Receptive Field & Dilation
Closed this issue · 5 comments
This library is truly amazing !
In my search for a library to calculate the receptive field size, I was really excited to find this library.
(I especially appreciate the support for Conv1d
.)
But I have two questions.
- it does not seem to support Dilation.
- The receptive field is smaller closer to the input layer and larger closer to the output layer, but the library is showing the opposite.
P.S.
I've written a patch for both of them, but there is a problem that the receptive field size is not properly displayed when the max_depth
is reduced...
# Applied patch
import torch.nn as nn
from torchscan import summary
m = nn.Sequential(
nn.Conv1d(1, 1, 3, dilation=1),
nn.ReLU(),
nn.Conv1d(1, 1, 3, dilation=2),
nn.ReLU(),
nn.Conv1d(1, 1, 3, dilation=3)
)
n = nn.Sequential(
nn.Conv1d(1, 1, 3, dilation=1),
nn.ReLU(),
nn.Conv1d(1, 1, 3, dilation=2),
nn.ReLU(),
nn.Conv1d(1, 1, 3, dilation=3)
)
l = nn.Sequential(
m, nn.ReLU(), n
)
summary(l, (1, 100), receptive_field=True, max_depth=2)
# max_depth=2
____________________________________________________________________________________________________________
Layer Type Output Shape Param # Receptive field
============================================================================================================
sequential Sequential (-1, 1, 76) 0 1
├─0 Sequential (-1, 1, 88) 0 13
| └─0 Conv1d (-1, 1, 98) 4 3
| └─1 ReLU (-1, 1, 98) 0 3
| └─2 Conv1d (-1, 1, 94) 4 7
| └─3 ReLU (-1, 1, 94) 0 7
| └─4 Conv1d (-1, 1, 88) 4 13
├─1 ReLU (-1, 1, 88) 0 13
├─2 Sequential (-1, 1, 76) 0 25
| └─0 Conv1d (-1, 1, 86) 4 15
| └─1 ReLU (-1, 1, 86) 0 15
| └─2 Conv1d (-1, 1, 82) 4 19
| └─3 ReLU (-1, 1, 82) 0 19
| └─4 Conv1d (-1, 1, 76) 4 25
============================================================================================================
max_depth=1
____________________________________________________________________________________________________________
Layer Type Output Shape Param # Receptive field
============================================================================================================
sequential Sequential (-1, 1, 76) 0 1
├─0 Sequential (-1, 1, 88) 12 3
├─1 ReLU (-1, 1, 88) 0 13
├─2 Sequential (-1, 1, 76) 12 15
============================================================================================================
max_depth=0
____________________________________________________________________________________________________________
Layer Type Output Shape Param # Receptive field
============================================================================================================
sequential Sequential (-1, 1, 76) 24 13
============================================================================================================
Hi @khirotaka,
Glad it was helpful and thanks for the issue!
Regarding dilation, you are correct. I actually was trying to come up with a more modularized way to handle this. If you do have a suggestion, I'm more than happy to discuss a PR 🙏
Regarding the receptive field, it's actually a design choice I made earlier:
- the receptive field value the library outputs for each layer represents the receptive field relative to the output of the model, rather than its input.
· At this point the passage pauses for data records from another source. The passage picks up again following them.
Issue #10602, opened 2022-11-25
Fastify adapter not supporting new signature .listen([options][, callback]) - and thus nestjs can't work with iisnode (port is a string defining a named pipe)


e-dot:
### Is there an existing issue for this?

- [X] I have searched the existing issues

### Current behavior

I'm trying to use **NestJS** on an IIS server - with **iisnode** module, and with the **fastify** framework.

When run in iis, the nestjs application fails with error:
**r [ERR_SOCKET_BAD_PORT]: options.port should be >= 0 and < 65536. Received NaN.**

I managed to run nestjs with iisnode and the express framework - passing and object to the listen() function:
```ts
const app = await NestFactory.create(AppModule);
await app.listen(process.env.PORT || 3000)
```

IISNode sets environment variable to a string containing a named pipe used to communicate between IIS and Node.

This should be working with fastify too - but it doesn't.

Looking at the source code (fastify-adapter.js line 96+), it seems than the adapter doesn't support the latest signature of listen() and forces port to be and integer :
```js
    listen(port, ...args) {
        const isFirstArgTypeofFunction = typeof args[0] === 'function';
        const callback = isFirstArgTypeofFunction ? args[0] : args[1];
        const options = {
            port: +port,
        };
        if (!isFirstArgTypeofFunction) {
            options.host = args[0];
        }
        return this.instance.listen(options, callback);
    }
```

Is there a way to set **full fastify listen options** from nest application ? i.e. like this:
```ts
  const app = await NestFactory.create<NestFastifyApplication>(
    AppModule,
    new FastifyAdapter()
  );
  await app.listen({ path: process.env.PORT });
```

Regards,

E.

### Minimum reproduction code

unavailable

### Expected behavior

Application should start and listen to port (either a TCP port like 3000 or a named pipe connected to IIS).

### Package

- [ ] I don't know. Or some 3rd-party package
- [X] <code>@nestjs/common</code>
- [ ] <code>@nestjs/core</code>
- [ ] <code>@nestjs/microservices</code>
- [ ] <code>@nestjs/platform-express</code>
- [X] <code>@nestjs/platform-fastify</code>
- [ ] <code>@nestjs/platform-socket.io</code>
- [ ] <code>@nestjs/platform-ws</code>
- [ ] <code>@nestjs/testing</code>
- [ ] <code>@nestjs/websockets</code>
- [ ] Other (see below)

### Other package

iisnode

### NestJS version

9.2.0

### Packages versions

[System Information]
[...]

PR #10627, opened 2022-12-02
Adapt fastify adapter to comply with fastify.listen(FastifyListenOptions) - and make it compatible with Microsoft IIS

e-dot:
## PR Checklist

## PR Type

- [x] Bugfix
- [x] Feature
- [ ] Build related changes
- [ ] CI related changes
- [x] Other... Please describe: complies with latest Fastify

When using NestJS behind Microsoft IIS, the following error occurs : **options.port should be >= 0 and < 65536. Received NaN.**

Issue Number: #10602

## What is the new behavior?

No error message - calling listen() with a full FastifyListenOptions object is supported:
```javascript
async function bootstrap() {
  const app = await NestFactory.create<NestFastifyApplication>(
    AppModule,
    new FastifyAdapter({ logger: true, ignoreTrailingSlash: true })
  );
  await app.listen({ port: '3000', host: 'localhost', path:'pipe' }, '0.0.0.0');
}
```

- [ ] Yes
- [x] No

## Other information

Microsoft IIS (and IISNode) uses a named pipe to communicate with Node - thus the "port" is not a number (it's a string). Supporting Fastify's latest syntax for listen() is mandatory to be compatible with Microsoft IIS.

### DIFF
--- a/packages/platform-fastify/adapters/fastify-adapter.ts
+++ b/packages/platform-fastify/adapters/fastify-adapter.ts
@@ -32,6 +32,7 @@ import {
   RawServerBase,
   RawServerDefault,
   RequestGenericInterface,
+  FastifyListenOptions,
 } from 'fastify';
 import * as Reply from 'fastify/lib/reply';
 import { RouteShorthandMethod } from 'fastify/types/route';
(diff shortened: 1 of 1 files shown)


packages/platform-fastify/adapters/fastify-adapter.ts
```diff
@@ -226,12 +227,19 @@ export class FastifyAdapter<
...
   ): void;
-  public listen(port: string | number, ...args: any[]): void {
+  public listen(listenOptions: string | number | FastifyListenOptions, ...args: any[]): void {
     const isFirstArgTypeofFunction = typeof args[0] === 'function';
     const callback = isFirstArgTypeofFunction ? args[0] : args[1];
-    const options: Record<string, any> = {
-      port: +port,
-    };
+    let options: Record<string, any>;
+    if (typeof(listenOptions) == 'object' && (listenOptions.host || listenOptions.port || listenOptions.path)) {
```
micalevisk, line 234: I guess having `listenOptions.port` equal to `0` is valid for port numbers, right?

in express it would bind to a random free port

e-dot: I see your point - just checking `listenOptions.port` would fail, but it's a valid value.

What about checking attributes with ` !== undefined` instead (cheap and dirty, but works) :

```js
    if (typeof(listenOptions) == 'object' && (listenOptions.host !== undefined || listenOptions.port !== undefined || listenOptions.path !== undefined)) {
```
Regards,

E.

azarus:
@micalevisk @e-dot 
Please include "path: "option as well so one can listen on unix sockets, It's been removed, and is been broken for a while now.
And since everything is marked private, we need to hack around or create our own adapter just to use unix sockets.

kamilmysliwiec:
lgtm

Issue #6745, opened 2021-03-24
Support TCP microservice over TLS


BorntraegerMarc:
## Is your feature request related to a problem? Please describe.

In our Hybrid-Cloud environment we have some microservices running in our Cloud and some microservices running On-Premise of our customers.

Communication between the microservices is all TCP based.

Now, unencrypted traffic for internal Cloud communication might be OK. But not once the traffic goes beyond the Cloud over the public internet inside to a mission critical On-Prem service.

## Describe the solution you'd like

NodeJS supports TCP sockets over TLS: https://nodejs.org/api/tls.html#tls_tls_createserver_options_secureconnectionlistener

Something similar should be implemented for NestJS.

## Teachability, Documentation, Adoption, Migration Strategy

It's a new feature:
```ts
const options = {
  key: fs.readFileSync('server-key.pem'),
  cert: fs.readFileSync('server-cert.pem'),

  // This is necessary only if using client certificate authentication.
  requestCert: true,

  // This is necessary only if the client uses a self-signed certificate.
  ca: [ fs.readFileSync('client-cert.pem') ]
};

await NestFactory.createMicroservice<MicroserviceOptions>(
    AppModule,
    {
        transport: Transport.TCP,
        options: options
    },
);
 ```

## What is the motivation / use case for changing the behavior?

I'm aware of the old issue: https://github.com/nestjs/nest/issues/1056

I'm also aware of the possibility to create a custom NestJS transporter to achieve the same goal.

However this ticket is about native NestJS TLS support. Which seems a good idea to secure traffic.

kamilmysliwiec:
Would you like to create a PR for this feature? :)

BorntraegerMarc:
I would love to create a PR 😄 I'm missing a bit the time though.

Anyone else can take this one?

daflodedeing:
Hey, I work with nestjs since two years and want to contribute to the project. If you @kamilmysliwiec want, I would try to create a PR for it?

kamilmysliwiec:
@daflodedeing sounds great!

Flusinerd:
@daflodedeing Any progress?
Otherwise I would look into this.

kamilmysliwiec:
Let's track this here https://github.com/nestjs/nest/pull/7516

PR #10628, opened 2022-12-02
feat(microservice): TCP microservice over TLS

nomaxg:
Builds off of @Flusinerd's work to add the option to connect to a TCP microservice over TLS.

## PR Checklist

- [ x] The commit message follows our guidelines: https://github.com/nestjs/nest/blob/master/CONTRIBUTING.md
- [x ] Tests for the changes have been added (for bug fixes / features)

## PR Type

Adds the ability to pass through TLS options to both the client and the server by means of an optional `tlsOptions` property. 

- [ ] Bugfix
- [ x] Feature
- [ ] Build related changes
- [ ] CI related changes

Issue Number: https://github.com/nestjs/nest/issues/6745

## What is the new behavior?
If `tlsOptions` are specified, a tls server will be instantiated server-side, and a TLSSocket will be used to connect to the server client-side. Under the hood, options are passed down to the Node [tls library](https://nodejs.org/api/tls.html]). 

- [ ] Yes
- [ x] No

## Other information


Flusinerd:
I can confirm, that he sample builds for me as well.

image

Still looking into why it failed on ci, but pretty hard to reproduce

packages/microservices/client/client-tcp.ts
```diff
@@ -23,13 +25,15 @@ export class ClientTCP extends ClientProxy {
   private readonly socketClass: Type<TcpSocket>;
   private isConnected = false;
   private socket: TcpSocket;
+  public tlsOptions?: ConnectionOptions;
```
Flusinerd, line 28: You are using ``ConnectionOptions`` here

packages/microservices/interfaces/microservice-configuration.interface.ts
```diff
@@ -78,6 +79,7 @@ export interface TcpOptions {
     retryAttempts?: number;
     retryDelay?: number;
     serializer?: Serializer;
+    tlsOptions?: TlsOptions;
```
Flusinerd, line 82: And you are using ``TlsOptions`` here

```suggestion
    tlsOptions?: ConnectionOptions;
```

Flusinerd, line 82: And you are using ``TlsOptions`` here

```suggestion
    tlsOptions?: ConnectionOptions;
```

Flusinerd, line 82: And you are using ``TlsOptions`` here

```suggestion
    tlsOptions?: ConnectionOptions;
```

packages/microservices/interfaces/microservice-configuration.interface.ts
```diff
@@ -1,4 +1,5 @@
 import { Type } from '@nestjs/common';
+import { TlsOptions } from 'tls';
```
Flusinerd, line 2: Update the import
```suggestion
import { ConnectionOptions } from 'tls';
```

Flusinerd (changes requested):
Seems like you mixed ``ConnectionOptions`` and ``TlsOptions``

nomaxg:
> Seems like you mixed `ConnectionOptions` and `TlsOptions`

thanks! updated

nomaxg:
> > Seems like you mixed `ConnectionOptions` and `TlsOptions`
> 
> thanks! updated

Actually I believe that the configuration was correct before - `ClientTCP` should use `ConnectionOptions` in the call to [`tls.connect`](https://microsoft.github.io/PowerBI-JavaScript/modules/_node_modules__types_node_tls_d_._tls_.html#connect)

kamilmysliwiec:
`samples` workflow is now failing with the following error:

image

packages/microservices/client/client-tcp.ts
```diff
@@ -42,6 +46,10 @@ export class ClientTCP extends ClientProxy {
     this.socket = this.createSocket();
     this.bindEvents(this.socket);
 
+    if (!this.tlsOptions) {
+      this.socket.connect(this.port, this.host);
+    }
```
kamilmysliwiec, line 51: What was the reason for moving this up? We should also add an inline comment on why "connect" is not required for tls

nomaxg: Moved this back to its original location, added a comment

nomaxg:
Thanks for the review, @kamilmysliwiec. Fixed the samples failure by using `ConnectionOptions` instead  of `TlsOptions` in `TcpOptions` (@Flusinerd you were correct about this). Added an inline comment explaining why connecting twice isn't necessary for tls sockets.

kamilmysliwiec:
LGTM

kamilmysliwiec:
Would you like to create a PR to the docs (with an additional section about this feature) @nomaxg? This could be based off this PR https://github.com/nestjs/docs.nestjs.com/pull/1961

PR #10697, opened 2022-12-12
fix(common): validation pipe to validate check

toonvanstrijp:
## PR Checklist

## PR Type

- [x] Bugfix
- [ ] Feature
- [ ] Build related changes
- [ ] CI related changes

Issue Number: N/A

The `ValidationPipe` wrongfully returns `true` when checking if the target needs to be validated (`toValidate`).

It should only validate the following types: `String, Boolean, Number, Array, Object, Buffer`.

This might be misleading but the idea was to be able to trace back the relative spatial dependency to a node in the output layer. However, I understand this can be confusing and perhaps it would be best to add an option to specify whether it is relative to the output of the model or the input (and to set the default in the order you suggested).
Regarding the reduction process, I actually implemented it to work using the receptive field increasing order of my initial PR over there: https://github.com/frgfm/torch-scan/blob/master/torchscan/utils.py#L175-L177
So we are to move forward with PRs, I would suggest splitting them up:
- option to take input or output and receptive field basis, and adapt the reduction accordingly
- support of dilation in conv layers
I'll look into this, but let me know if you want to help / submit a PR 👍
Hey @khirotaka,
Actually, I didn't manage to really fix the receptive field computation as the values are really bound to be computed reversely (cf. https://distill.pub/2019/computing-receptive-fields/) for the whole model. If you have a draft that managed to get a 212 value on torchvision.models.vgg16
, I'd be happy to take a look at it.
I tried a few things but it was far from ideal (had to reverse some changes from #31 in #33)
Hey! I'm going to share my idea for a patch. I hope this helps a little bit...
Hi @khirotaka,
Thanks for the suggestion! I actually managed to handle this by reversing the recurrence equations in #34 👌
For the dilation part, I only integrated into the module kernel size to avoid changing the interface. It's working like a charm!
Thanks again 🙏
Thank you as well! I'm looking forward to the latest release!